PR #1175, opened 2021-09-03
Add Python (PEP 440) versioning scheme

encukou:
Fixes: https://github.com/fedora-infra/anitya/issues/1015

I hope I did everything right :)


Zlopez (commented):
Just noticed one small issue. Otherwise this looks great. Thanks for the contribution. :+1:

Zlopez:
Mypy issue was solved by https://github.com/fedora-infra/anitya/pull/1178, but you should look at the failure of diff-cover test.

requirements.txt
```diff
@@ -8,6 +8,7 @@ flask-login>=0.4.1, <1.0.0
 flask-wtf>=0.14.2, <1.0.0
 jinja2>=2.11.2, <4.0.0
 ordered-set>=3.1, <5.0.0
+packaging>=20.0  # (calendar-based version)
```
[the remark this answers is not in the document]
encukou: It's a PEP-440 version like all Python dependencies. But PEP-440 defines comparisons for both calendar and semver-like versioning schemes.
I put the comment here to note that an upper limit like `<21.0` wouldn't make sense. I'll adjust the  comment to make that clearer.

encukou:
Thanks!
I expanded the tests to cover the missed code (and more)

Zlopez (approved):

anitya/tests/lib/versions/test_python.py
```diff
@@ -0,0 +1,279 @@
...
+
+    def test_lt_rc_vs_a(self):
+        """Assert rc prereleases are greater than pre prereleases of the same version."""
+        old_version = python.PythonVersion(version="1.0.0a2")
+        new_version = python.PythonVersion(version="1.0.0rc1")
+        self.assertTrue(old_version < new_version)
+        self.assertFalse(new_version < old_version)
+
+    def test_lt_alpha_vs_beta(self):
+        """Assert alpha prereleases are greater than beta prereleases of the same version."""
```
hroncok, line 156:
```suggestion
        """Assert rc prereleases are greater than alpha prereleases of the same version."""
```

anitya/tests/lib/versions/test_python.py
```diff
@@ -0,0 +1,279 @@
...
+        self.assertEqual(str(version), "1.1rc1")
+        self.assertEqual(version, python.PythonVersion(version="1.1rc1"))
+
+    def test_normalization_integer(self):
+        """Assert that numeric parts are normalized."""
+        version = python.PythonVersion(version="0900.00+foo0100")
+        self.assertEqual(str(version), "900.0+foo0100")
+
+    def test_normalization_prerelease_spelling(self):
+        """Assert that alternate prerelease speling is accepted."""
```
hroncok, line 251:
```suggestion
        """Assert that alternate prerelease spelling is accepted."""
```

anitya/tests/lib/versions/test_python.py
```diff
@@ -0,0 +1,279 @@
...
+            ("beta", "b"),
+            ("c", "rc"),
+            ("pre", "rc"),
+            ("preview", "rc"),
+        ):
+            version = python.PythonVersion(version="1.0" + alt)
+            self.assertEqual(str(version), "1.0" + normal + "0")
+
+    def test_normalization_postrelease_spelling(self):
+        """Assert that alternate postrelease speling is accepted."""
```
hroncok, line 263:
```suggestion
        """Assert that alternate postrelease spelling is accepted."""
```

hroncok:
When can we expect this on https://release-monitoring.org/ ?

Zlopez:
@hroncok I'm currently waiting till [this PR](https://github.com/fedora-infra/anitya/pull/1220) will be finished and merged. Current version of Anitya in master branch doesn't allow users to log in because of the issue in `social_auth` library. We need to migrate to another library before we can release a new version.

PR #1182, opened 2021-09-19
Better error message when GitHub token is missing

oturpe:
In order to access GitHub during development,
GitHub access token needs to be manually set
in the configuration file.
This is unavoidable, since developer's own token is needed.
On the other hand,
the error message about missing token was not very clear
because it was just 401 Unauthenticated from GitHub.
A special error message for the case of unset token is added.
This tells developers clearly what is wrong in their setup
and is not worse than 401 in a production setup.


Zlopez (approved):
This looks great, thanks you

PR #1272, opened 2022-01-19
Only include unyanked crate versions

carlwgeorge:
crates.io allows maintainers to "yank" a crate.  When this happens, the crates backend should not include the yanked version.

https://doc.rust-lang.org/cargo/commands/cargo-yank.html

### DIFF
--- a/anitya/lib/backends/crates.py
+++ b/anitya/lib/backends/crates.py
@@ -214,7 +214,8 @@ class CratesBackend(BaseBackend):
                 was in an unexpected format.
         """
         filtered_versions = cls.filter_versions(
-            [v["num"] for v in cls._get_versions(project)], project.version_filter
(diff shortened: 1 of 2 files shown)


Zlopez:
Thanks for the PR! Could you check the failing test and add [news file](https://anitya.readthedocs.io/en/latest/contributing.html#release-notes) for this change?

Zlopez (approved):

decathorpe:
Hi @carlwgeorge ! Sorry for taking so long to reply, your email did not get lost :)

Thanks for filing this PR, looks good from my side.

I just have one question: Once a version has been added to the database, it won't get removed again, if it becomes "yanked" at some later point, will it?

carlwgeorge:
No, once anitya sees a version, it's saved even if it changes to yanked status later.  But such a version can be flagged for removal by the admins.

PR #1417, opened 2022-07-25
Use Homepage from PyPi package

JakobDev:
With this PR anitya uses the Homepage that the author of the PyPi package has set rather than the PyPI page.

Note:
I don't know how to test this, therefore it has not been tested yet.

### DIFF
--- a/anitya/lib/backends/pypi.py
+++ b/anitya/lib/backends/pypi.py
@@ -150,5 +150,15 @@ class PypiBackend(BaseBackend):
         for entry in items:
             title = entry["title"]["value"]
             name, version = title.rsplit(None, 1)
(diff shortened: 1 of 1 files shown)


Zlopez (commented):
This method isn't actually called anywhere in Anitya. It was in past but not in the current version. The current release of Anitya is using [libraries.io](https://github.com/fedora-infra/anitya/blob/master/anitya/librariesio_consumer.py) as the source to look for new projects to add.

The code you wrote is good, but I'm not sure if we have a place in Anitya project, where this could be currently used. The backends in current state are only handling versions and not much more, although it would be nice if we could normalize the homepage based on the backend.

Issue #1013, opened 2021-01-27
GitHub backend's "Check releases instead of tags" does not work


michel-slm:
Tested on https://release-monitoring.org/project/4199/

If I edit the project, set the backend to GitHub, and check this box, the version check URL still uses tags rather than releases

PR #1434, opened 2022-08-14
fix get_version_url in github backend

erolkskn:
Resolves: #1013 

Also while i was fixing bug that mentioned in #1013 , i noticed that "/tags" value is always replaced by "" https://github.com/fedora-infra/anitya/blob/c94a0b4088fe4542c7cf7d483bd1beffd4b2154c/anitya/lib/backends/github.py#L158. This can lead to problems if given project's owner or repo name is "tags".  In order to prevent this problem, i've replaced `url.replace("/tags", "")` with `url.rstrip("/tags")`. Also added tests for it.

### DIFF
--- a/anitya/lib/backends/github.py
+++ b/anitya/lib/backends/github.py
@@ -88,7 +88,9 @@ class GithubBackend(BaseBackend):
             url = url[:-1]
 
         if url:
-            url = "https://github.com/{}/tags".format(url)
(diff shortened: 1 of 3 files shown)


Zlopez (approved):
This is an awesome addition, thanks for the PR

erolkskn:
> This is an awesome addition, thanks for the PR

Thank you for your comment :)

Issue #1402, opened 2022-07-04
Python versioning parse doesn't return string


Zlopez:
New python versioning scheme returns some special version object instead of string. This is causing the following issue:
```
(psycopg2.ProgrammingError) can't adapt type 'Version'
[SQL: UPDATE projects SET latest_version=%(latest_version)s, updated_on=CURRENT_TIMESTAMP WHERE projects.id = %(projects_id)s]
[parameters: {'latest_version': <Version('0.8.2')>, 'projects_id': 83548}]
(Background on this error at: https://sqlalche.me/e/14/f405)
Traceback (most recent call last):
File "/usr/lib64/python3.10/site-packages/sqlalchemy/engine/base.py", line 1819, in _execute_context
self.dialect.do_execute(
File "/usr/lib64/python3.10/site-packages/sqlalchemy/engine/default.py", line 732, in do_execute
cursor.execute(statement, parameters)
psycopg2.ProgrammingError: can't adapt type 'Version'
```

**Work instruction**
Show the lines from the data above that contain the string "added".

**Solution for this problem**
A special error message for the case of unset token is added.
I just have one question: Once a version has been added to the database, it won't get removed again, if it becomes "yanked" at some later point, will it?
Also while i was fixing bug that mentioned in #1013 , i noticed that "/tags" value is always replaced by "" https://github.com/fedora-infra/anitya/blob/c94a0b4088fe4542c7cf7d483bd1beffd4b2154c/anitya/lib/backends/github.py#L158. This can lead to problems if given project's owner or repo name is "tags".  In order to prevent this problem, i've replaced `url.replace("/tags", "")` with `url.rstrip("/tags")`. Also added tests for it.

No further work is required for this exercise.